Katie Tracanna lives in Dennis, Massachusetts, with six dogs. One of them, a six-year-old Shepherd/Border Collie named Wiley Coyote, competes with her in musical freestyle, trains for rally competition, makes therapy dog visits, and is an enthusiastic running partner.
After she discovered Tanner’s ideas in an online workshop, Tracanna found a perfect free-time location at the beach. “You have to walk a ways to get to the spot,” she says, “but when you do, you’re surrounded by sea grass, sand, and the ocean. It’s a perfect place for free time with Wiley because I can see for a mile in all directions, so I don’t have to worry about anyone approaching when I want to just let him ‘be.’ And that’s what we do when we reach this spot. Wiley makes the rules. He can engage with me, swim, run the beach, and basically do whatever he wants for as long as we’re out there.
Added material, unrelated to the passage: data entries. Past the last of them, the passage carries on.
PR #1902, opened 2017-12-06
Prismic service

davidpmccormick:
References #1796 

## Value
Moves all Prismic related work for exhibitions and events into a Prismic service.


jamesgorrie:
@davidpmccormick you;ve got some flow errors stopping this:
https://circleci.com/gh/wellcometrust/wellcomecollection.org/6888?utm_campaign=vcs-integration-link&utm_medium=referral&utm_source=github-build-link

events/app/controllers.js
```diff
@@ -46,53 +44,20 @@ export async function renderEvent(ctx, next, overrideId, gaExp) {
...
-        description: asText(promoCaption)
-      };
-    });
-  }).reduce((acc, curr) => {
-    return curr.concat(acc);
-  }, []).sort((a, b) => {
-    return getNumberFromString(b.start || '') - getNumberFromString(a.start || '');
-  });
+  const page = Number(ctx.request.query.page);
+  const eventsList = await getPaginatedResults(page, 'event');
```
jamesgorrie: This is going to be `events` no?

events/app/views/pages/events.njk
```diff
@@ -15,8 +15,9 @@
 {% endblock %}
 
 {% block body %}
+  {% componentV2 'list-header', {name: 'Events', description: 'Past and present events at Wellcome Collection', total: eventsList.results.length} %}
```
jamesgorrie: Strange self-explanatory sub-header?
Might be worth syncing up with the page description that would be better for SEO that humans?

exhibitions/app/controllers.js
```diff
@@ -39,78 +40,9 @@ export async function renderExhibition(ctx, next) {
...
-    };
-  });
-
-  const permanentExhibitionPromos = exhibitionPromos.filter((e) => {
-    return !e.end;
-  });
-  const temporaryExhibitionPromos = exhibitionPromos.filter((e) => {
-    return e.end;
-  });
+  const exhibitionsList = await getPaginatedResults(page, 'exhibition');
```
jamesgorrie: `exhibitions`?

server/model/paginated-results.js
```diff
@@ -0,0 +1,12 @@
...
+import type {Pagination} from './pagination';
+
+export type PaginatedResults = {|
+  currentPage: number,
+  results: List<Article | ExhibitionPromo>,
+  pageSize: number,
+  totalResults: number,
+  totalPages: number,
+  pagination: Pagination
+|};
```
jamesgorrie: So what logic are we using between the separation of `content-model` and `model`?
Assuming none and we use `model` for now?

server/services/prismic.js
```diff
@@ -1,3 +1,4 @@
+// @flow
```
jamesgorrie: Not sure this is actually passing.

server/services/prismic.js
```diff
@@ -167,3 +165,136 @@ export async function getCuratedList(id: string) {
...
+  ], { orderings: '[my.exhibitions.start desc]', page, pageSize });
+  return exhibitionsList;
+}
+
+async function createPromos(allResults, type) {
+  switch (type) {
+    case 'exhibition':
+      return await createExhibitionPromos(allResults);
+    case 'event':
+      return await createEventPromos(allResults);
```
jamesgorrie: Given this - should we make sure that we are not showing signs of, "ignorance of the return semantics of async functions." :trollface: 

https://eslint.org/docs/rules/no-return-await

server/services/prismic.js
```diff
@@ -167,3 +165,136 @@ export async function getCuratedList(id: string) {
...
+  }
+}
+
+async function createExhibitionPromos(allResults: Object): Promise<Array<ExhibitionPromo>> {
```
jamesgorrie: These aren't `async` as far as I can tell?

server/services/prismic.js
```diff
@@ -167,3 +165,136 @@ export async function getCuratedList(id: string) {
...
+  });
+
+  const temporaryPromos = allPromos.filter((e) => {
+    return e.end;
+  });
+
+  return permanentPromos.concat(temporaryPromos);
+}
+
+async function createEventPromos(allResults): Promise<Array<EventPromo>> {
```
jamesgorrie: `async`?

server/services/prismic.js
```diff
@@ -167,3 +165,136 @@ export async function getCuratedList(id: string) {
...
+
+async function getExhibitions(page:number = 1, pageSize:number = 40): Promise<any> {
+  const prismic = await getPrismicApi();
+  const exhibitionsList = await prismic.query([
+    Prismic.Predicates.any('document.type', ['exhibitions'])
+  ], { orderings: '[my.exhibitions.start desc]', page, pageSize });
+  return exhibitionsList;
+}
+
+async function createPromos(allResults, type) {
```
jamesgorrie: `create` can be a dangerous word as it implies I/O where as this is conversion / parsing?

server/services/prismic.js
```diff
@@ -167,3 +165,136 @@ export async function getCuratedList(id: string) {
...
+  const temporaryPromos = allPromos.filter((e) => {
+    return e.end;
+  });
+
+  return permanentPromos.concat(temporaryPromos);
+}
+
+async function createEventPromos(allResults): Promise<Array<EventPromo>> {
+  return allResults.results.map((event): EventPromo => {
+    const promo = event.data.promo[0];
```
jamesgorrie: This will break if there isn't one...

server/services/prismic.js
```diff
@@ -167,3 +165,136 @@ export async function getCuratedList(id: string) {
...
+        title: asText(event.data.title),
+        url: `/events/${event.id}`,
+        start: eventAtTime.startDateTime,
+        end: eventAtTime.endDateTime,
+        image: prismicImage(promoImage),
+        description: asText(promoCaption)
+      };
+    });
+  }).reduce((acc, curr) => {
+    return curr.concat(acc);
```
jamesgorrie: I can see what this is doing (creating all events into an array of events) - could we leave a little 💌 for our future selves?

server/services/prismic.js
```diff
@@ -167,3 +165,136 @@ export async function getCuratedList(id: string) {
...
+  }, []).sort((a, b) => {
+    return getNumberFromString(b.start || '') - getNumberFromString(a.start || '');
+  });
+}
+
+function getNumberFromString(string: string): number {
```
jamesgorrie: `convertNumberToString`?

server/services/prismic.js
```diff
@@ -167,3 +165,136 @@ export async function getCuratedList(id: string) {
...
+  return Number(string.replace(/\D/g, ''));
```
jamesgorrie: What type of input are we expecting here?
These are dates aren't they?

server/services/prismic.js
davidpmccormick: `convertStringToNumber`

server/services/prismic.js
davidpmccormick: strings (of dates, in the form '12-01-2017 07:45:00 pm +00:00')

server/services/prismic.js
davidpmccormick: good point

server/services/prismic.js
jamesgorrie: SO then that would give us:
`120120170745000000`

It would ignore PM et, which is weird.

As these are JS dates, you can compare on them anyway.
e.g.
```JS
new Date('12-01-2017 07:45:00 pm +00:00') > new Date('12-01-2017 07:46:00 pm +00:00') // <= false
```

“Usually, he entertains himself for a few minutes and then starts engaging me in some sort of game, which could be chase, digging in the sand where I’m sitting, running around in a large circle, or a ‘bash brothers’ game where he likes to slam into me like a wrestler. We’ve modified these games to include in our training sessions as rewards, and they’ve helped build our bond because there are no limitations. It’s just us being in the moment together, cueing off each other and having fun.”
In Regina, Saskatchewan, Canada, retired dog judge Sue Ailsby has shared her life with Chihuahuas, Miniature Schnauzers, MinPins, Australian Cattle Dogs, Portuguese Water Dogs, and 17 generations of Giant Schnauzers. A trainer and competitor, her main interests are research, learning, teaching, bonding, and refining skills in service dog training, conformation, obedience, rally, agility, sled racing, scent hurdle racing, tracking, nose work, treiball, herding, carting, duck hunting, and tracking.
“I was taught as a child that the dog is my enemy,” she says, “and both his mind and body must be mastered. When I realized that the dog should be, at worst, a junior partner, it changed everything. Having a friend doesn’t mean imposing my own opinions on that friend, always doing what I want to do. If you’re going to be friends, you have to honor the other person’s opinions and let her choose. It’s the same with dogs. Giving the dog respected downtime hugely increases the bond and the dog’s desire and willingness to work for and with me.”
When she first read Tanner’s comments about the free-time pool, where the whales can do whatever they want and nothing is required of them, Ailsby says the idea hit her over the head like a sledgehammer.
“It’s true that Scuba and Stitch, my Portuguese Water Dogs, can usually choose to interact with me, but I don’t usually choose to reciprocate. My dogs know that when I’m working on the computer, they might get a momentary tug or a ball-toss out of me, but after that I give them the ‘leave me alone, I’m working’ hand signal. When I’m talking on the phone, I’ll probably pet them, but not tug or toss. When I’m doing chores, they follow me around and get in my way, but all I’m doing with them is getting them out of my way without kicking them in the head. When I’m lying down, they can jump on the bed, but they have to lie down.
“I realized that I have no trouble being ‘present’ when training – training makes the whole rest of the world go away – but there was no time when I was in the dog’s world. That night Stitch and I went to the guest room in the basement to see what she would like to say to me when I’m actually listening.”
Now, says Ailsby, the dogs have faith that when they speak, she will listen. “This makes all training, as well as living with the dogs, easier because the dogs no longer think or behave as if they need to ‘shout’ at me to have me hear them. I recommend Observation Without Direction and free-time sessions to everyone who wants better, closer relationships with their dogs.”
Freelance writer CJ Puotinen lives in Montana, where she enjoys observing Chloe (her Labrador Retriever) and Seamus (her husband’s Cairn Terrier) in the great outdoors. She is the author of The Encyclopedia of Natural Pet Care and other books and a frequent contributor to WDJ.